MATERIALS AND METHODS


Study Animals
Three black-capped chickadees from the same population, and probably the same social
group, were captured using potter traps at Queens University Biological Station (Elgin,
Ontario) in September 2013. Each bird was banded a colour band, and named B, G, and W,
the colours of their bands. They were brought to and housed in the Animal Care Facilities at
Queens University (Kingston, ON). All three individuals were placed into their own
individual cages, with all three cages were kept in a temperature-controlled room with a
stable room temperature of about 20oC and dimensions of 3.66 m x 3.66 m. The room was
also light-controlled and was set to reflect the chickadees natural light-dark cycle.
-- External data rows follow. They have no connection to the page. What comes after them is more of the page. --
Issue #545, opened 2019-09-29
Device isn't registered with OneSignal Notifications


mahmoud-amer-m:
**Description:**

I have a single device that always has userId equal nil from `OneSignal.getPermissionSubscriptionState()?.subscriptionStatus.userId`
After setting the log environment to verbose, I found that this request: https://onesignal.com/api/v1/players always got time out

**Environment**

iOS Version: 12.4
OneSignal Version: 2.11.0 (Cocoapods

**Steps to Reproduce Issue:**

1. Install iOS SDK version 2.8.2 with Cocoapods into a project
2. Initialize the SDK in didFinishLaunchingWithOptions:
3. in onOSSubscriptionChanged, the new state always has nil userId

**Anything else:**
Logs:
2019-09-29 22:20:18.450612+0200 SignifyClients[313:10216] VERBOSE: ONESIGNAL setOneSignalDelegate CALLED: (null)
2019-09-29 22:20:18.450694+0200 SignifyClients[313:10216] VERBOSE: ONESIGNAL setOneSignalDelegate CALLED: <SignifyClients.AppDelegate: 0x282fa30a0>
2019-09-29 22:20:18.451155+0200 SignifyClients[313:10216] VERBOSE: updateNotificationTypes called: 15
2019-09-29 22:20:18.451234+0200 SignifyClients[313:10216] VERBOSE: startedRegister: 1
2019-09-29 22:20:18.451295+0200 SignifyClients[313:10216] VERBOSE: getNotificationTypes:mSubscriptionStatus: -1
2019-09-29 22:20:18.452692+0200 SignifyClients[313:10216] VERBOSE: updateNotificationTypes called: 15
2019-09-29 22:20:18.452742+0200 SignifyClients[313:10216] VERBOSE: startedRegister: 1
2019-09-29 22:20:18.452783+0200 SignifyClients[313:10216] VERBOSE: getNotificationTypes:mSubscriptionStatus: -1
2019-09-29 22:20:18.492596+0200 SignifyClients[313:10216] VERBOSE: oneSignalDidRegisterForRemoteNotifications:deviceToken:
2019-09-29 22:20:18.492729+0200 SignifyClients[313:10216] VERBOSE: updateDeviceToken:onSuccess:onFailure:
2019-09-29 22:20:18.492754+0200 SignifyClients[313:10216] VERBOSE: getNotificationTypes:mSubscriptionStatus: -1
[...]

PR #595, opened 2020-01-13
Update API URL to circumvent block in Egypt

### LINKED ISSUE #554: Egypt blocking OneSignal - Can't subscribe user to Onesignal push notification always returns null Help wanted!!
func application(_ application: UIApplication, didFinishLaunchingWithOptions launchOptions: [UIApplication.LaunchOptionsKey: Any]?) -> Bool {
        // Override point for customization after application launch.
        
        FirebaseApp.configure()
          OneSignal.add(self as OSSubscriptionObserver)
        
        
        let notificationReceivedBlock: OSHandleNotificationReceivedBlock = { notification in

             print("Received Notification: \(notification!.payload.notificationID)")
          }

          let notificationOpenedBlock: OSHandleNotificationActionBlock = { result in
             // This block gets called when the user reacts to a notification received
             let payload: OSNotificationPayload = result!.notification.payload

             var fullMessage = payload.body
             print("Message = \(fullMessage)")

             if payload.additionalData != nil {
                if payload.title != nil {
                   let messageTitle = payload.title
                      print("Message Title = \(messageTitle!)")
                }

                let additionalData = payload.additionalData
                if additionalData?["actionSelected"] != nil {
                   fullMessage = fullMessage! + "\nPressed ButtonID: \(additionalData!["actionSelected"])"
                }
             }
          }

          let onesignalInitSettings = [kOSSettingsKeyAutoPrompt: false,
             kOSSettingsKeyInAppLaunchURL: true]

          OneSignal.initWithLaunchOptions(launchOptions,
             appId: "Removed app id",
             handleNotificationReceived: notificationReceivedBlock,
             handleNotificationAction: notificationOpenedBlock,
             settings: onesignalInitSettings)

          OneSignal.inFocusDisplayType = OSNotificationDisplayType.notification

        
        
        
     
      OneSignal.promptForPushNotifications(userResponse: { accepted in
        if(accepted){
            OneSignal.setSubscription(true)
        }else{
           
        }
      })
        
       
        
        return true
        
    
    }

This is my observer which fires as soon as the app runs even before i allow notifications giving me null push notification

    func onOSSubscriptionChanged(_ stateChanges: OSSubscriptionStateChanges!) {
        if !stateChanges.from.subscribed && stateChanges.to.subscribed {
           print("Subscribed for OneSignal push notifications!")
        }
        print("SubscriptionStateChange: \n\(stateChanges)")

        //The player id is inside stateChanges. But be careful, this value can be nil if the user has not granted you permission to send notifications.
        if let playerId = stateChanges.to.userId {
           print("Current playerId \(playerId)")
        }
     }

it also gives this error 

SubscriptionStateChange: 
Optional(<OSSubscriptionStateChanges:
from: <OSSubscriptionState: userId: (null), pushToken: (null), userSubscriptionSetting: 1, subscribed: 0>,
to:   <OSSubscriptionState: userId: (null), pushToken: 8924c708393c86a36ec29b4d0aa01d265c40a911258f1395997859f4c6687b21, userSubscriptionSetting: 1, subscribed: 0>

iSWORD:
It appears that subdomains of onesignal.com are not blocked by the Egyptian ISP TE Data (also known as WE)

Fixes #554 & #545

---
This change is [Reviewable](https://reviewable.io/reviews/onesignal/onesignal-ios-sdk/595)

### DIFF
--- a/iOS_SDK/OneSignalSDK/Source/OneSignalCommonDefines.h
+++ b/iOS_SDK/OneSignalSDK/Source/OneSignalCommonDefines.h
@@ -31,8 +31,8 @@
 #import <Foundation/Foundation.h>
 
 // networking
-#define API_VERSION @"api/v1/"
-#define SERVER_URL @"https://onesignal.com/"
+#define API_VERSION @"v1/"
+#define SERVER_URL @"https://api.onesignal.com/"
 
 // NSUserDefaults parameter names
 #define HAS_PROMPTED_FOR_NOTIFICATIONS @"OS_HAS_PROMPTED_FOR_NOTIFICATIONS"


iSWORD:
@mikechoch @jkasten2

Same as https://github.com/OneSignal/OneSignal-Android-SDK/pull/924#issuecomment-574590140

mikechoch:
Are you still experiencing OneSignal being blocked in Egypt? This should be fixed already, no need to modify the URL this would only be a temporary fix.

iSWORD:
It's not fixed yet unfortunately. I understand this is temporary, but it works fine.

Screenshot_20200115_234356_com android chrome

mikechoch:
Well sadly we can't merge a PR if this is simply a temporary fix, but you should not be experiencing any blocking so we will investigate this.

iSWORD:
It doesn't work on any of my devices. This fix might be temporary in a way that Egypt may block subdomains of OneSignal.com at some point, but it's not something that will break any functionality for other people, so merging it shouldn't be a problem.

mikechoch:
I understand, but we will not be changing the URL we use in our SDK. This should remain the same and we will look into getting Egypt up and running again if it is truly blocked.

I will be closing this PR now.

iSWORD:
That's a bummer. I don't see how changing the URL to a first party alias could cause any problems but you're the maintainer so what do I know. I have no other choice but to use SNS to meet our SLAs though because my clients will ask for an action plan with a clear timeline.

Thank you & good luck getting TE Data to unblock your domain :)

Kaabi:
> I understand, but we will not be changing the URL we use in our SDK. This should remain the same and we will look into getting Egypt up and running again if it is truly blocked.
> 
> I will be closing this PR now.

Moving to Firebase directly or Amazon SNS like @iSWORD mentioned is the best solution for a problem exists since August 2019 and only been noticeable in October 2019.

adding an argument to OneSignal init function to change base_url seem to be something you won't even wanna think about it.

muhammad-omar:
@mikechoch We can understand the size and impact proposed here along with the affected users.
However, it is actually affecting almost all of us here in Egypt and it is not 100% consistently blocked. Maybe 2 out of 10 trials passes. Also, ISPs claims that they did not block it, so it is no luck with asking them to allow it. 

We can check possible solutions like passing variables while installing the plugin with default one to be the current one. maybe pass one of predefined list to ensure more secure approach avoiding random URLs

jkasten2:
The change to use `api.onesignal.com` is now included in the release 2.13.0

https://github.com/OneSignal/OneSignal-iOS-SDK/releases/tag/2.13.0

Kaabi:
> The change to use `api.onesignal.com` is now included in the release 2.13.0
> 
> https://github.com/OneSignal/OneSignal-iOS-SDK/releases/tag/2.13.0

this is great news.
when OneSignal-Cordova-SDK will include the new SDK updates?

Each
cage was provided with 3 perches, a cuttlebone, and a UV lamp. Their cages were prepared
with vegetation clipped around and inside the sides. Each cage was of dimensions 0.45m x
0.45m x 1m. Cages were cleaned and replaced once a week. Chickadees were fed once each
morning. Their food was mixed using a coffee blender, in a ratio of 1 part of sunflower
seeds, 1 part Mazuri small bird seed, and 2 part peanuts. One scoop of bird seed was
placed over top the mixture. Birds were fed 1 tablespoon of this mixture daily. Birds were
also supplied with 3 clean bowls of water to bathe and drink every morning.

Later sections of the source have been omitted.